Federalist No.58

Objection That The Number Of Members Will Not Be Augmented As The Progress Of Population Demands

Wednesday, February 20, 1788

James Madison


In Federalist No.55 Madison raised four criticisms against the makeup of the House of Representatives which he intended to address:

  1. That so few representatives would be less trustworthy than a larger body;
  2. They would not have a good knowledge of the local concerns of their constituents;
  3. That they would be from a class of citizens out of touch with the concerns of the many and more likely concerned with their own power;
  4. That the House would become less representative over time as the population increased.

This paper addresses the fourth of those criticisms.


Madison begins by offering three responses:

  1. That the Constitution explicitly addresses the concerns about representation over the long term: that the number of representatives would be reviewed after the first three years, and subsequently every ten years after that, while ensuring every State has at least one representative and that no State would receive more than one representative for every 30,000 inhabitants [the House was capped at 435 representatives by the Reapportionment Act of 1929, so Madison’s arguments are obviously outdated]. Madison also points out that the State constitutions do not explicitly address the issue;
  2. That from the experience of the States, in which the issue has been handled well, it is reasonable to assume it will also be addressed for the Federal government;
  3. That self interest will ensure the system works.

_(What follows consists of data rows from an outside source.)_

PR #5984, opened 2022-10-04
EVG-17638 Use new index for UnscheduleStaleUnderwaterHostTasks

hadjri:
[EVG-17638](https://jira.mongodb.org/browse/EVG-17638)

### Description 
This query is currently slow because the current `distro_1_status_1_activated_1_priority_1` index doesn't have any sorting on the `depends_on.unattainable` key which causes us to return many index keys for some queries which we then have to filter down. Now that the `distro_1_status_1_activated_1_priority_1_override_dependencies_1_depends_on.unattainable_1` index has been created in prod we'll need to update our hint for this function to use the new index.
### Testing 
In Compass I constructed manually the aggregation used by this query and ran it with and without the new index, and noticed a significant reduction in returned index keys. (screenshots attached).

### DIFF
--- a/model/task/db.go
+++ b/model/task/db.go
@@ -27,6 +27,8 @@ var (
 		{Key: StatusKey, Value: 1},
 		{Key: ActivatedKey, Value: 1},
 		{Key: PriorityKey, Value: 1},
+		{Key: OverrideDependenciesKey, Value: 1},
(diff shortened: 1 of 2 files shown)


hadjri:
image

image

Kimchelly (approved):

Madison devotes much of the remainder of this paper to this last point. He reasons that the House of Representatives, will give an advantage to states with larger populations, while States with small populations will gain a disproportionate representation in the Senate. Given that either branch of Congress can block legislation, a group of smaller States might form an alliance within the Senate, while larger States would have the advantage in the House. Larger States will, according to their own self-interest, wish to increase their representation in the House when a census shows significant increases in population. He argues that middling States whose populations are significant enough to also benefit from increased representation will also have an interest. New States whose populations are likely to grow quickly will also have an interest in ensuring that representation increases.

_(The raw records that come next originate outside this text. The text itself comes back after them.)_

PR #5985, opened 2022-10-04
EVG-17213 find and replace collection name

ybrill:
[EVG-17213](https://jira.mongodb.org/browse/EVG-17213)

### Description 
This is mostly just a find and replace on the old collection name.
For now let's continue to write to both collections. This way if we need to roll it back we'll be okay. Once this PR is deployed for a bit (a week?) we can stop writing to the old collection.

### Testing 
It's hard to test everything this touches. I did a small test by restarting a task in staging and signing up for a notification.

One risk is that there's an index we need that I missed when I made the new collection. The db/queries seem fine in staging, but we'll only know for sure in prod 😅


malikchaya2 (commented):
I probably missed it, but where is the writing to two collections happening?

PR #5981, opened 2022-10-03
EVG-17930: Remove legacy agent routes

hadjri:
[EVG-17930](https://jira.mongodb.org/browse/EVG-17930)

### Description 
Since the merging of [this commit](https://github.com/evergreen-ci/evergreen/commit/9705ec3175f6584129e13886a2c0d14bc2ce930e) agents have had sufficient time to roll over to begin using v2 for all agent routes. It should be safe to remove v1 agent routes and the functions that depended solely on them.
### Testing 
Deployed to staging, ran new versions and tasks without error.

PR #5987, opened 2022-10-04
EVG-17644, EVG-17899: refactor host task dispatch

Kimchelly:
Jira:
https://jira.mongodb.org/browse/EVG-17899
https://jira.mongodb.org/browse/EVG-17644

### Description 
I split this ticket in two because the current logic is too messy to easily add changes to the dispatching logic. This PR has no functional change and is solely a refactor of the existing logic to clean it up and reduce the potential for accidental bugs in the actual logic change. I'm going to make a follow-up PR to actually change the dispatch logic.

* Refactor and make equivalent methods for the host/task dispatch DB methods. This is pre-work for the actual change. I kept the old methods as-is, even though they're almost identical, because we have to feature flag the follow-up change to fall back to the old logic.
* Refactor the task group ordering and max host check into a helper function. Also clean up some of the comments so it's easier to understand.
* Handle an unlikely nil task case when sending back a running task to the host that's already assigned to run it.
* Remove unused logs for distro monitoring in dispatch.
* ~Remove the legacy REST v1 next task route because I didn't feel like porting the logic to a route that's going to be imminently deleted. This is mostly to make compilation succeed and I'm going to merge main once #5981 is merged.~ Main is merged, so this should be irrelevant.

### Testing
Existing tests for dispatch behavior still pass.


model/host/host.go
```diff
@@ -1394,16 +1394,45 @@ func (h *Host) ClearRunningTask() error {
...
+		"task_id":  t.Id,
+		"distro":   h.Distro.Id,
+	})
+
+	return nil
+}
+
+// UpdateRunningTaskWithContext updates the running task for the host. It does
+// not log an event for task assignment.
+func (h *Host) UpdateRunningTaskWithContext(ctx context.Context, env evergreen.Environment, t *task.Task) error {
```
hadjri, line 1422: Was this function created to be used in the future PR?

model/task/sorter.go
```diff
@@ -44,6 +44,8 @@ func (t Tasks) InsertUnordered(ctx context.Context) error {
 	return err
 }
 
+// ByPriority sorts tasks according to their display statuses (and has nothing
+// to do with its scheduling priority).
```
hadjri, line 48: We should add that this is exclusively used for display tasks

model/task/task.go
```diff
@@ -2039,6 +2055,7 @@ func (t *Task) displayTaskPriority() int {
 	case evergreen.TaskSucceeded:
 		return 110
 	}
+	// Note that this include evergreen.TaskDispatched.
```
hadjri, line 2058: nit: includes

model/task/task.go
```diff
@@ -1093,6 +1069,46 @@ func (t *Task) MarkAsHostDispatched(hostId, distroId, agentRevision string,
 	return nil
 }
 
+// MarkAsHostDispatchedWithContext marks that the task has been dispatched onto
+// a particular host. Unlike MarkAsHostDispatched, this does not update the
+// parent display task.
+func (t *Task) MarkAsHostDispatchedWithContext(ctx context.Context, env evergreen.Environment, hostID, distroID, agentRevision string, dispatchTime time.Time) error {
```
hadjri, line 1075: Same question here

model/task/task.go
```diff
@@ -1093,6 +1069,46 @@ func (t *Task) MarkAsHostDispatched(hostId, distroId, agentRevision string,
...
+			DistroIdKey:      distroID,
+			AgentVersionKey:  agentRevision,
+		},
+		"$unset": bson.M{
+			AbortedKey:   "",
+			AbortInfoKey: "",
+			DetailsKey:   "",
+		},
+	}); err != nil {
+		return err
```
hadjri, line 1099: Can we wrap the error with a message here?

rest/route/host_agent.go
```diff
@@ -778,28 +683,77 @@ func assignNextAvailableTask(ctx context.Context, taskQueue *model.TaskQueue, di
...
+// still respected after the task has already been assigned to the host and that
+// for single-host task groups, it is dispatching the next task in the group.
+//
+// It's possible for dispatchers on different app servers to race, assigning
+// different tasks in a task group to more hosts than the task group's max
+// hosts. Therefore, we must check that the number of hosts running this task
+// group does not exceed the max after assigning the task to the host. If it
+// exceeds the max host limit, this will return true to indicate that the host
+// should not run this task.
+func checkHostTaskGroupAfterDispatch(h *host.Host, t *task.Task) (isDispatchable bool, err error) {
```
hadjri, line 707: It seems `isDispatchable` is a proxy for `err != nil`, can we remove it?

rest/route/host_agent.go
```diff
@@ -778,28 +683,77 @@ func assignNextAvailableTask(ctx context.Context, taskQueue *model.TaskQueue, di
...
+	var minTaskGroupOrderNum int
+	if t.TaskGroupMaxHosts == 1 {
```
hadjri, line 709: We can use `IsPartOfSingleHostTaskGroup` here

rest/route/host_agent.go
```diff
@@ -778,28 +683,77 @@ func assignNextAvailableTask(ctx context.Context, taskQueue *model.TaskQueue, di
...
+	}
+
+	// For multiple-host task groups and single-host task groups without order
+	// cached in the host, check that max hosts is respected.
+	if minTaskGroupOrderNum == 0 {
+		numHosts, err := host.NumHostsByTaskSpec(t.TaskGroup, t.BuildVariant, t.Project, t.Version)
+		if err != nil {
+			return false, errors.Wrap(err, "getting number of hosts running task group")
+		}
+		if numHosts > t.TaskGroupMaxHosts {
```
hadjri, line 749: Since we only run this function for hosts that are new to the group, wouldn't we want to check if `numHosts >= t.TaskGroupMaxHosts` since adding one more host would breach the limit?

hadjri (changes requested):

rest/route/host_agent.go
Kimchelly: The max hosts check is done after the task is already dispatched because we can't be sure when doing the dispatch updates whether or not max hosts is exceeded yet.

hadjri: Ah I see, thanks for clarifying

hadjri (approved):

PR #5988, opened 2022-10-04
EVG-17922 Introduce container variant in staging config

hadjri:
[EVG-17922](https://jira.mongodb.org/browse/EVG-17922)

### Description 
Pre-productionizing containers, it's useful to regularly run tasks on pods in the staging waterfall to monitor containerized tasks' overall behavior.  We can introduce a separate config YAML just for staging that imports our main `self-tests.yml`, and adds some container configurations and a containerized BV.
### Testing 
Since self-tests.staging.yml isn't in the main branch yet, I did a workaround - I ran a patch where the contents of `self-tests-staging.yml` was copied and pasted into `self-tests.yml` and vice versa. (Which is the opposite direction of how the importing will work but it's the same principle). Then ran a patch and confirmed that the config files merged correctly and all variants (including the new one) were able to run. 

Post-merging I'll change the remote path for Evergreen in staging to point to this new file.


self-tests-staging.yml
```diff
@@ -0,0 +1,37 @@
...
+      goos: linux
+      goarch: amd64
+      IS_DOCKER: true
+      GOROOT: /usr/local/go
+      mongodb_url: https://fastdl.mongodb.org/linux/mongodb-linux-x86_64-ubuntu1604-4.2.18.tgz
+      decompress: tar zxvf
+      notary_client_url: https://macos-notary-1628249594.s3.amazonaws.com/releases/client/v3.1.2/linux_amd64.zip
+      sign_macos: true
+    tasks:
+      - name: "dist-and-upload-clis"
```
Kimchelly, line 30: Can we omit this one or maybe just add the `dist` task to ensure it compiles? Running just `dist` should be okay, but `upload-clis` will conflict with staging's `upload-clis` because they'll both upload to the same location in S3. This also relies on single-host task groups, which we don't support yet.

self-tests-staging.yml
```diff
@@ -0,0 +1,37 @@
...
+      mongodb_url: https://fastdl.mongodb.org/linux/mongodb-linux-x86_64-ubuntu1604-4.2.18.tgz
+      decompress: tar zxvf
+      notary_client_url: https://macos-notary-1628249594.s3.amazonaws.com/releases/client/v3.1.2/linux_amd64.zip
+      sign_macos: true
+    tasks:
+      - name: dist
+      - name: ".smoke"
+      - name: ".test"
+      - name: "js-test"
+      - name: ".linter"
```
Kimchelly, line 34: Now that I think of it, [the linter also uses a task group](https://github.com/evergreen-ci/evergreen/blob/cfe34fb8acc102cad213d1b550a24e3ef1a3f6d4/cmd/generate-lint/generate-lint.go#L151). I think it's alright to not test the linting variant.

self-tests-staging.yml
```diff
@@ -0,0 +1,37 @@
...
+      - name: "docker-cleanup"
```
Kimchelly, line 35: I think this may fail because it assumes the Docker daemon is running in the runtime environment, which doesn't work inside a container (since we don't have Docker-in-Docker support).

self-tests-staging.yml
```diff
@@ -0,0 +1,37 @@
...
+    run_on:
+      - evg-container
+    expansions:
+      goos: linux
+      goarch: amd64
+      IS_DOCKER: true
+      GOROOT: /usr/local/go
+      mongodb_url: https://fastdl.mongodb.org/linux/mongodb-linux-x86_64-ubuntu1604-4.2.18.tgz
+      decompress: tar zxvf
+      notary_client_url: https://macos-notary-1628249594.s3.amazonaws.com/releases/client/v3.1.2/linux_amd64.zip
```
Kimchelly, line 27: I think we can remove `notary_client_url` and `sign_macos` because the container doesn't have the MacOS signing service installed on it.

self-tests-staging.yml
```diff
@@ -0,0 +1,37 @@
...
+      sign_macos: true
+    tasks:
+      - name: dist
```
Kimchelly, line 30: I thought about this some more, and I think what we actually want is `dist-unsigned` because we don't support MacOS signing (for the reason above this).

self-tests-staging.yml
```diff
@@ -0,0 +1,37 @@
...
+      - name: ".smoke"
+      - name: ".test"
+      - name: "js-test"
+      - name: ".linter"
+      - name: "docker-cleanup"
+      - name: test-db-auth
+      - name: test-cloud
```
Kimchelly, line 37: I believe [this](https://github.com/evergreen-ci/evergreen/blob/cfe34fb8acc102cad213d1b550a24e3ef1a3f6d4/self-tests.yml#L407-L409) will also fail due to the Docker integration test. I imagine it should be okay to skip.

self-tests-staging.yml
```diff
@@ -0,0 +1,37 @@
...
+      GOROOT: /usr/local/go
+      mongodb_url: https://fastdl.mongodb.org/linux/mongodb-linux-x86_64-ubuntu1604-4.2.18.tgz
+      decompress: tar zxvf
+      notary_client_url: https://macos-notary-1628249594.s3.amazonaws.com/releases/client/v3.1.2/linux_amd64.zip
+      sign_macos: true
+    tasks:
+      - name: dist
+      - name: ".smoke"
+      - name: ".test"
+      - name: "js-test"
```
Kimchelly, line 33: I think `js-test` requires node and such (as well as expansions like `NODE_BIN_PATH` and `KARMA_REPORTRER`). Does the container have that installed, or should we skip this?

Kimchelly (commented):
Sorry, I did a more in-depth think about all the tasks and realized some of the other ones may have to be skipped as well.

self-tests-staging.yml
hadjri: The container does have node installed, this test should be fine to keep.

self-tests-staging.yml
Kimchelly: Did you mean to remove docker-cleanup and keep js-test?

Kimchelly (approved):
LGTM mod one question.

hadjri:
> LGTM mod one question.

I did.... thanks!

This optimism is set against the possibility that smaller States might pursue an unjust policy in which they seek to limit the increases in representation via the Senate. Madison argues that the power of the House to propose supply – that is, they hold the purse – should provide an adequate weapon for the representatives of the people.


However, Madison has to balance this thought with the assurance that this weapon would not be used irresponsibly:

Those who represent the dignity of their country in the eyes of other nations, will be particularly sensible to every prospect of public danger, or of dishonourable stagnation in public affairs … The utmost degree of firmness that can be displayed by the federal Senate or President, will not be more than equal to resistance in which they will be supported by constitutional and patriotic principles.

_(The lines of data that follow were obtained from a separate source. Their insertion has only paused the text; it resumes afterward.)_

PR #5989, opened 2022-10-04
EVG-17457: check project ref for dispatchability during pod allocation

Kimchelly:
Jira: https://jira.mongodb.org/browse/EVG-17457

### Description 
Before allocating a pod, check whether a task will be allowed to dispatch based on project ref settings. If it's not allowed, don't allocate it.

* Add check for project ref against the task to ensure it can dispatch before allocating a pod.
* Reduce some copy-pasted identical project ref checks between host and container task schedulers.

### Testing 
Updated existing unit tests.

### DIFF
--- a/units/pod_allocator.go
+++ b/units/pod_allocator.go
@@ -128,11 +128,8 @@ func (j *podAllocatorJob) Run(ctx context.Context) {
 
 	canDispatch, reason := model.ProjectCanDispatchTask(j.pRef, j.task)
 	if !canDispatch {
-		if reason == "" {
-			reason = "of unknown reason"
-		}
 		grip.Info(message.Fields{
-			"message": "refusing to allocate task because it is not dispatchable",
+			"message": "refusing to allocate task due to project ref settings",
 			"reason":  reason,
 			"task":    j.task.Id,
 			"project": j.pRef.Identifier,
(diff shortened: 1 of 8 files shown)


units/pod_allocator.go
```diff
@@ -107,9 +107,37 @@ func (j *podAllocatorJob) Run(ctx context.Context) {
...
+		return
+	}
+
+	canDispatch, reason := model.ProjectCanDispatchTask(j.pRef, j.task)
+	if !canDispatch {
+		if reason == "" {
+			reason = "of unknown reason"
+		}
+		grip.Info(message.Fields{
+			"message": "refusing to allocate task because it is not dispatchable",
```
hadjri, line 135: This implies something is amiss with the task itself. Can we change it to say that it can't be allocated due to the project ref's settings?

units/pod_allocator.go
```diff
@@ -107,9 +107,37 @@ func (j *podAllocatorJob) Run(ctx context.Context) {
...
+			"task":    j.task.Id,
+			"project": j.pRef.Identifier,
+			"job":     j.ID(),
+		})
+		return
+	}
+
+	canDispatch, reason := model.ProjectCanDispatchTask(j.pRef, j.task)
+	if !canDispatch {
+		if reason == "" {
```
hadjri, line 131: We can also default `reason` to be "of unknown reason" on L1 of `ProjectCanDispatchTask` if you think that's cleaner

units/pod_allocator.go
Kimchelly: Done.

units/pod_allocator.go
Kimchelly: Hmm, I looked back at this logic and I think we don't need to deal with the empty string case anymore since it'll just show up in the log as an empty field. I removed this.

Of course, the Democrats did block supply over President Trump’s plan to build a wall along the Mexican border at the beginning of this year. It was the longest shutdown of government in American history. In Australia, Malcom Fraser’s opposition party blocked supply in 1975 to try to force the prime minister to an election. Whitlam refused and the deadlock was broken by the Governor General, John Kerr, who sacked the Prime Minister. These are just two examples that show supply is indeed a weapon when an opposition that controls the Senate feels there is an existential threat to the country. However, the scenario that Madison imagines is unlikely to occur, given that it would unlikely be perceived as an existential threat.

Speaker of the House Nancy Pelosi, Vice-President Pence, President Trump and Senator Schumer at the meeting in which Trump came into open conflict in front of news cameras with the House over the supply of funds for the border wall with Mexico.

Gough Whitlam on the steps of Parliament House, Australia, after his sacking by Governor General John Kerr. Blocking of supply by Malcom Fraser’s opposition party in the Senate led to Whitlam’s downfall.


Madison ends his paper by turning the discussion concerning representation about, by warning of the dangers of increasing the numbers in the House by too many. He argues that experience shows that when there is too large a representation, several negatives follow. First, issues are treated emotionally rather than through reason. Second, a proportion of the members will necessarily be ill-informed and of lesser talents. As in the ancient democracies, he argues, there will always emerge leaders, but the danger lies in the power they wield: Ignorance will be the dupe of cunning, and passion the slave of sophistry and declamation. In fact, Madison argues that past a certain point, adding more representatives to the House will be counterproductive:

Experience will forever admonish them that, on the contrary, after securing a sufficient number for the purposes of safety, of local information, and of diffusive sympathy with the whole society, they will counteract their own views by every addition to their representatives. The countenance of the government may become more democratic, but the soul that animates it will be more oligarchic.

In addition, the larger the representation, the question as to the appropriate quorums for the passing of legislation arises. Madison argues that a situation would exist in which the government would potentially become less democratic, as the business of government was represented by smaller subset groups from the House that satisfy quorum demands, but are too weighted towards particular interests.